Observed time series are used **only** for the 11 main rivers (project `RID (O 25800 03)`) - all other calculations are based on modelled flows (from HBV). Discharge for these 11 sites can be obtained from the [Hydra II database](http://www4.nve.no/xhydra/). Note that more than 11 sites are involved, because at some chemistry sampling locations the flow is the sum of several NVE discharge series. To find which NVE sites are associated with each chemistry sampling location, see RESA2.

The NVE sites associated with the 11 water chemistry sampling locations are listed in the table below, together with **an indication of whether 2016 data were available as of 19/06/2017**. I have also e-mailed Trine at NVE to ask when the remaining data series will be available. 

| NVE ID | 2016 available in Hydra II? |         Comment         |
|:------:|:---------------------------:|:-----------------------:|
| 12.285 |              0              |                         |
| 16.133 |              0              |                         |
| 16.153 |              0              | Can use 16.133 instead? |
|  2.605 |              0              |                         |
| 212.11 |              0              |                         |
|  151.5 |              0              |                         |
|  6.78  |              0              |                         |
|  21.11 |              1              |                         |
|  21.71 |              1              |  Can use 21.11 instead? |
|  15.61 |              1              |                         |
| 121.22 |              1              |                         |
|  28.7  |              1              |                         |
|  62.5  |              1              |                         ||


Following discussions with Tore on 19/06/2017, note the following:

 * Chemistry station 29613 should ideally use several NVE series, but some of the usually prove hard to get in time.

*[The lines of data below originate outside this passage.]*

PR #1055, opened 2023-03-17
Refactor ChatRoom

bgrozev:
- ref: Move avmoderation logic to a class, simplify.
- ref: Add @NotNull annotation.
- ref: Move ChatRoomImpl to kotlin.
- ref: Move ChatRoom to kotlin.
- Move ChatRoom[Impl] to org.jitsi.jicofo.xmpp.muc.
- Move kt file to the correct source tree.
- ref: Clean up the presence extensions API.
- ref: Cleanup the audio/video sender count code.
- ref: Cleanup startMuted code.
- ref: Cleanup ChatRoomImpl some more.
- ref: Merge av-moderation logic back into ChatRoomImpl.
- Add av_moderation to debug state (again).


jicofo-common/src/main/kotlin/org/jitsi/jicofo/xmpp/muc/ChatRoomAvModeration.kt
```diff
@@ -0,0 +1,81 @@
...
+        } ?: logger.warn("Invalid media type $mediaType")
+    }
+
+    fun setWhitelist(mediaType: MediaType, whitelist: List<String>) {
+        byMediaType[mediaType]?.let {
+            it.whitelist = whitelist
+        } ?: logger.warn("Invalid media type $mediaType")
+    }
+
+    private val byMediaType = mapOf(
```
JonathanLennox: Style is usually to put val's before fun's in Kotlin code, especially when the fun's use the val's.

jicofo/src/main/kotlin/org/jitsi/jicofo/xmpp/AvModerationHandler.kt
```diff
@@ -80,6 +80,8 @@ class AvModerationHandler(
 
                     val enabled = incomingJson["enabled"] as Boolean?
 
+                    // The message either updates the "enabled" state (if "enabled" is present), or the whitelists (if
+                    // "enabled" is not present).
```
JonathanLennox, line 84: It's not possible for a message to carry both enabled state and a whitelist?

jicofo-common/src/main/java/org/jitsi/impl/protocol/xmpp/ChatRoomImpl.kt
```diff
@@ -0,0 +1,769 @@
...
+    private val logger = createLogger().apply {
+        addContext("room", roomJid.toString())
+    }
+
+    private val memberListener: MemberListener = MemberListener()
+
+    private val userListener = LocalUserStatusListener()
+
+    /** Listener for presence that smack sends on our behalf. */
+    private var presenceInterceptor: org.jivesoftware.smack.util.Consumer<PresenceBuilder>? = null
```
JonathanLennox: Does this still need to be fully-qualified, since `leaveCallback` doesn't need to be declared as the other type of `Consumer`?

jicofo-common/src/main/java/org/jitsi/impl/protocol/xmpp/ChatRoomImpl.kt
```diff
@@ -0,0 +1,769 @@
...
+    }
+
+    /**
+     * Prepare this [ChatRoomImpl] for a call to [.joinAs], which send initial presence to
+     * the MUC. Resets any state that might have been set the previous time the MUC was joined.
+     */
+    private fun resetState() {
+        synchronized(members) {
+            if (members.isNotEmpty()) {
+                logger.warn("Removing " + members.size + " stale members.")
```
JonathanLennox: Should use string interpolation

jicofo-common/src/main/java/org/jitsi/impl/protocol/xmpp/ChatRoomImpl.kt
```diff
@@ -0,0 +1,769 @@
...
+            lastPresenceSent = null
+            meetingId = null
+            logger.addContext("meeting_id", "")
+            isBreakoutRoom = false
+            mainRoom = null
+            avModeration.reset()
+        }
+    }
+
+    @Throws(SmackException::class, XMPPException::class, InterruptedException::class)
```
JonathanLennox: Do you still need the `@Throws` declaration in Kotlin?

jicofo-common/src/main/java/org/jitsi/impl/protocol/xmpp/ChatRoomImpl.kt
```diff
@@ -0,0 +1,769 @@
...
+    private fun joinAs(nickname: Resourcepart) {
+        myOccupantJid = JidCreate.entityFullFrom(roomJid, nickname)
+        presenceInterceptor = org.jivesoftware.smack.util.Consumer { presenceBuilder: PresenceBuilder ->
```
JonathanLennox: You shouldn't need the argument type explicitly declared.

jicofo-common/src/main/java/org/jitsi/impl/protocol/xmpp/ChatRoomImpl.kt
```diff
@@ -0,0 +1,769 @@
...
+            muc.leave()
+        }
+        muc.addPresenceInterceptor(presenceInterceptor)
+        muc.createOrJoin(nickname)
+        val config = muc.configurationForm
+
+        // Read breakout rooms options
+        val isBreakoutRoomField = config.getField(MucConfigFields.IS_BREAKOUT_ROOM)
+        if (isBreakoutRoomField != null) {
+            isBreakoutRoom = java.lang.Boolean.parseBoolean(isBreakoutRoomField.firstValue)
```
JonathanLennox: You shouldn't need the `java.lang` here.  Also it seems like this could be expressed in a more Kotlin-y way?

jicofo-common/src/main/java/org/jitsi/impl/protocol/xmpp/ChatRoomImpl.kt
```diff
@@ -0,0 +1,769 @@
...
+
+    private fun leave(reason: String, jid: EntityBareJid) {
+        logger.info("Leave, reason: $reason alt-jid: $jid")
+        leave()
+    }
+
+    override fun leave() {
+        if (presenceInterceptor != null) {
+            muc.removePresenceInterceptor(presenceInterceptor)
+        }
```
JonathanLennox: Should be expressable with a .?let I think (which might make it possible to let removePresenceInterceptor's argument non-nullable?)

jicofo-common/src/main/java/org/jitsi/impl/protocol/xmpp/ChatRoomImpl.kt
```diff
@@ -0,0 +1,769 @@
...
+            if (o == null) {
+                return null
+            } else {
+                role = fromSmack(o.role, o.affiliation)
+            }
+        }
+        return role
+    }
+
+    /** Resets cached role instance so that it will be refreshed when [ ][.getUserRole] is called. */
```
JonathanLennox: Something a bit wacky with the auto-translated KDoc syntax here

jicofo-common/src/main/java/org/jitsi/impl/protocol/xmpp/ChatRoomImpl.kt
```diff
@@ -0,0 +1,769 @@
...
+     * Resets cached role instance for given occupantJid.
+     * @param occupantJid full mucJID of the occupant for whom we want to
+     * reset the cached role instance.
+     */
+    private fun resetRoleForOccupant(occupantJid: EntityFullJid) {
+        if (occupantJid.resourcepart == myOccupantJid!!.resourcepart) {
+            resetCachedUserRole()
+        } else {
+            val member = members[occupantJid]
+            if (member != null) {
```
JonathanLennox: Should be expressable more Kotliny

jicofo-common/src/main/java/org/jitsi/impl/protocol/xmpp/ChatRoomImpl.kt
```diff
@@ -0,0 +1,769 @@
...
+    }
+
+
+    /**
+     * {@inheritDoc}
+     */
+    @Synchronized
+    override fun containsPresenceExtension(elementName: String, namespace: String): Boolean {
+        return (lastPresenceSent != null
+                && lastPresenceSent!!.getExtension(QName(namespace, elementName))
```
JonathanLennox: Should be Kotlinizable

jicofo-common/src/main/java/org/jitsi/impl/protocol/xmpp/ChatRoomImpl.kt
```diff
@@ -0,0 +1,769 @@
...
+        admin.type = IQ.Type.set
+        admin.to = roomJid
+        val item = MUCItem(MUCAffiliation.owner, member.jid!!.asBareJid())
+        admin.addItem(item)
+        val connection = xmppProvider.xmppConnection
+        try {
+            val reply = connection.sendIqAndGetResponse(admin)
+            if (reply == null || reply.type != IQ.Type.result) {
+                // XXX FIXME throw a declared exception.
+                throw RuntimeException("Failed to grant owner: " + if (reply == null) "" else reply.toXML())
```
JonathanLennox: Should be kotlinizable and convertable to string interpolation

jicofo-common/src/main/java/org/jitsi/impl/protocol/xmpp/ChatRoomImpl.kt
```diff
@@ -0,0 +1,769 @@
...
+            if (lastPresenceSent == null) {
+                logger.error("No presence packet obtained yet")
+                return
+            }
+            var presenceUpdated = false
+
+            // Remove old
+            val old = lastPresenceSent!!.getExtension(extension.qName)
+            if (old != null) {
+                lastPresenceSent!!.removeExtension(old)
```
JonathanLennox: Is there a way to rewrite this so Kotlin's non-null inference works for lastPresenceSent?

jicofo-common/src/main/java/org/jitsi/impl/protocol/xmpp/ChatRoomImpl.kt
```diff
@@ -0,0 +1,769 @@
...
+            sendPresence(presenceToSend!!)
+        }
+    }
+
+    /**
+     * {@inheritDoc}
+     */
+    @Synchronized
+    override fun getPresenceExtensions(): Collection<ExtensionElement> {
+        return if (lastPresenceSent != null) ArrayList(lastPresenceSent!!.extensions) else emptyList()
```
JonathanLennox: Should be rewritable to avoid the !!

jicofo-common/src/main/java/org/jitsi/impl/protocol/xmpp/ChatRoomImpl.kt
```diff
@@ -0,0 +1,769 @@
...
+    ) {
+        var presenceToSend: Presence
+        synchronized(this) {
+            if (lastPresenceSent == null) {
+                logger.error("No presence packet obtained yet")
+                return
+            }
+
+            // Remove old
+            toRemove.forEach(java.util.function.Consumer { extension: ExtensionElement? ->
```
JonathanLennox: This should be Kotlinizable

jicofo-common/src/main/java/org/jitsi/impl/protocol/xmpp/ChatRoomImpl.kt
```diff
@@ -0,0 +1,769 @@
...
+     */
+    private fun processOwnPresence(presence: Presence) {
+        val mucUser = getMUCUserExtension(presence)
+        if (mucUser != null) {
+            val affiliation = mucUser.item.affiliation
+            val role = mucUser.item.role
+
+            // this is the presence for our member initial role and
+            // affiliation, as smack do not fire any initial
+            // events lets check it and fire events
```
JonathanLennox: Grammar of this comment (I know it's old) - "does not fire", "let's"

jicofo-common/src/main/java/org/jitsi/impl/protocol/xmpp/ChatRoomImpl.kt
```diff
@@ -0,0 +1,769 @@
...
+     */
+    private fun processOtherPresence(presence: Presence) {
+        val jid = presence.from.asEntityFullJidIfPossible() ?: run {
+            logger.warn("Presence without a valid jid: " + presence.from)
+            return
+        }
+
+        var memberJoined = false
+        var memberLeft = false
+        val member: ChatRoomMemberImpl? = synchronized(members) {
```
JonathanLennox: Does this need the explicit type declaration?

jicofo-common/src/main/java/org/jitsi/impl/protocol/xmpp/ChatRoomImpl.kt
```diff
@@ -0,0 +1,769 @@
...
+    }
+
+    /**
+     * Processes an incoming presence packet.
+     *
+     * @param presence the incoming presence.
+     */
+    override fun processPresence(presence: Presence?) {
+        if (presence == null || presence.error != null) {
+            logger.warn("Unable to handle packet: " + if (presence == null) "null" else presence.toXML())
```
JonathanLennox: This should work with string interpolation and presence?.toXML()

jicofo-common/src/main/java/org/jitsi/impl/protocol/xmpp/ChatRoomImpl.kt
```diff
@@ -165,10 +164,10 @@ class ChatRoomImpl(
      * the MUC. Resets any state that might have been set the previous time the MUC was joined.
      */
     private fun resetState() {
-        synchronized(members) {
-            if (members.isNotEmpty()) {
-                logger.warn("Removing " + members.size + " stale members.")
-                members.clear()
+        synchronized(membersMap) {
+            if (membersMap.isNotEmpty()) {
+                logger.warn("Removing " + membersMap.size + " stale members.")
```
JonathanLennox: String interpolation

jicofo-common/src/main/java/org/jitsi/impl/protocol/xmpp/ChatRoomImpl.kt
```diff
@@ -127,17 +130,13 @@ class ChatRoomImpl(
...
-    override fun getMeetingId(): String? = meetingId
     override fun addListener(listener: ChatRoomListener) = eventEmitter.addHandler(listener)
     override fun removeListener(listener: ChatRoomListener) = eventEmitter.removeHandler(listener)
-    override fun isJoined() = muc.isJoined
-    override fun getMembers(): List<ChatRoomMember> = synchronized(members) { return members.values.toList() }
-    override fun getChatMember(occupantJid: EntityFullJid) = members[occupantJid]
-    override fun getMembersCount() = members.size
+    override val isJoined
+        get() = muc.isJoined
+    override val members: List<ChatRoomMember>
```
JonathanLennox: Removing `membersSize` from the interface means that calls to `members.size` construct the full `members` list before returning its size.  How often do we call that?  Is this a performance consideration?

jicofo-common/src/main/kotlin/org/jitsi/jicofo/xmpp/muc/ChatRoomImpl.kt
```diff
@@ -362,78 +350,47 @@ class ChatRoomImpl(
...
-     * {@inheritDoc}
-     */
     override fun modifyPresence(
         toRemove: Collection<ExtensionElement>,
         toAdd: Collection<ExtensionElement>
     ) {
-        var presenceToSend: Presence
-        synchronized(this) {
-            if (lastPresenceSent == null) {
+        val presenceToSend: Presence? = synchronized(this) {
```
JonathanLennox, line 352: Does this need an explicit type declaration?

jicofo/src/main/kotlin/org/jitsi/jicofo/health/JicofoHealthChecker.kt
```diff
@@ -160,8 +162,8 @@ class JicofoHealthChecker(
         val p = Ping(JidCreate.bareFrom(xmppDomain))
         val listener = StanzaListener { packet: Stanza? -> pingResponseWait.countDown() }
         try {
-            xmppProvider.xmppConnection.addSyncStanzaListener(listener) {
-                stanza: Stanza -> stanza.stanzaId != null && stanza.stanzaId == p.stanzaId
+            xmppProvider.xmppConnection.addSyncStanzaListener(listener) { stanza: Stanza ->
+                stanza.stanzaId != null && stanza.stanzaId == p.stanzaId
```
JonathanLennox, line 166: I think Kotlin == operator means the != null is redundant?

jicofo/src/main/java/org/jitsi/jicofo/conference/JitsiMeetConferenceImpl.java
```diff
@@ -2055,11 +2055,11 @@ public void bridgeSelectionFailed()
         {
             ChatRoom chatRoom = getChatRoom();
             if (chatRoom != null
-                    && !chatRoom.containsPresenceExtension(
-                    BridgeNotAvailablePacketExt.ELEMENT,
-                    BridgeNotAvailablePacketExt.NAMESPACE))
+                    && chatRoom.getPresenceExtensions().stream().noneMatch(e ->
```
JonathanLennox, line 2058: Why did you remove containsPresenceExtension?

JonathanLennox (commented):
I went through this commit-by-commit, it looks like some of my comments were obviated by later commits, feel free to just resolve them if so.

jicofo-common/src/main/java/org/jitsi/impl/protocol/xmpp/ChatRoomImpl.kt
bgrozev: I don't think it's strictly needed, but it's nice to have IMO

jicofo-common/src/main/java/org/jitsi/impl/protocol/xmpp/ChatRoomImpl.kt
bgrozev: I'd have to specify the type of `Consumer` without it

jicofo-common/src/main/java/org/jitsi/impl/protocol/xmpp/ChatRoomImpl.kt
bgrozev: Oh, good point. I think that's why we introduced `getMembersCount()` in the first place 🤦

jicofo/src/main/java/org/jitsi/jicofo/conference/JitsiMeetConferenceImpl.java
bgrozev: To simplify the API.

jicofo/src/main/kotlin/org/jitsi/jicofo/xmpp/AvModerationHandler.kt
bgrozev: I asked the same question when Damian wrote the original code. I changed it to support both at the same time :)

jicofo-common/src/main/kotlin/org/jitsi/jicofo/xmpp/muc/ChatRoomImpl.kt
```diff
@@ -0,0 +1,565 @@
...
+
+    @Throws(SmackException::class, XMPPException::class, InterruptedException::class)
+    override fun join() {
+        // TODO: clean-up the way we figure out what nickname to use.
+        resetState()
+        joinAs(xmppProvider.config.username)
+    }
+
+    /**
+     * Prepare this [ChatRoomImpl] for a call to [.joinAs], which send initial presence to
```
JonathanLennox, line 171: Nit: "which sends"

jicofo-common/src/main/kotlin/org/jitsi/jicofo/xmpp/muc/ChatRoomMemberImpl.kt
```diff
@@ -75,25 +74,13 @@ class ChatRoomMemberImpl(
...
-                if (o == null) {
-                    return MemberRole.VISITOR // ??
-                } else {
-                    field = fromSmack(o.role, o.affiliation)
-                }
-            }
-            return field
+            return chatRoom.getOccupant(this)?.let {
+                return fromSmack(it.role, it.affiliation)
+            } ?: MemberRole.VISITOR
```
JonathanLennox, line 81: The double return here is a bit weird?

jicofo/src/main/java/org/jitsi/jicofo/conference/JitsiMeetConferenceImpl.java
bgrozev: Well, I prefer the complexity to be either in the underlying implementation or the code that uses the interface, not the interface itself.

I changed it again. Now there's some extra complexity in ChatRoomImpl, but I think everything else is simpler.

jicofo-common/src/main/kotlin/org/jitsi/jicofo/xmpp/muc/ChatRoomImpl.kt
bgrozev: Sorry, there were two instances and I only fixed one.

jicofo-common/src/main/kotlin/org/jitsi/jicofo/xmpp/muc/ChatRoomImpl.kt
```diff
@@ -294,35 +294,58 @@ class ChatRoomImpl(
...
-                null
             }
         }
+        presenceToSend?.let { xmppProvider.xmppConnection.tryToSendStanza(it) }
+    }
+
+    override fun removePresenceExtensions(pred: (ExtensionElement) -> Boolean) {
+        val presenceToSend = synchronized(this) {
+            lastPresenceSent?.extensions?.filter { pred(it) }?.let {
+                modifyPresenceExtensions(toRemove = it)
```
JonathanLennox, line 337: This doesn't trigger a ConcurrentModificationException?

bgrozev: Not unless I'm misunderstanding something. I accesses `lastPresenceSent?.extensions`, filters the result to a list, and then calls `modifyPresenceExtensions`.

JonathanLennox: Oh, ok, because filter constructs a whole new list object, rather than being another iterator - right.

JonathanLennox (approved):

In the past, Tore has used NVE station 16.133 and then just **added 10 $m^3/s$** to represent the the missing flow volumes. **Check this is OK with Øyvind**. <br><br>
 
 * Discharge data for chemistry stations 29617 (NVE ID 2.605) and 36225 (NVE ID 6.78) are often delayed. Need to contact Trine at NVE early to avoid problems later.

In [3]:
# Add code for updating observed datasets here

## 2. Modelled discharge

Stein has supplied modelled data from HBV for the period from 1990 to 2016 (see e-mail received 13/06/2017 at 12.17). These data are stored locally here:

C:\Data\James_Work\Staff\Oeyvind_K\Elveovervakingsprogrammet\Data\hbv_modelled\RID_2016

The flow files are named e.g. `hbv_00000001.var`, where the number corresponds to the NVE "vassdragsområde". These are listed in *vassomr.pdf* in the above folder, and they're also included in RESA2's `DISCHARGE_STATIONS` table. The vassdragsområde numbers are stored in the `NVE_SERINUMMER` field.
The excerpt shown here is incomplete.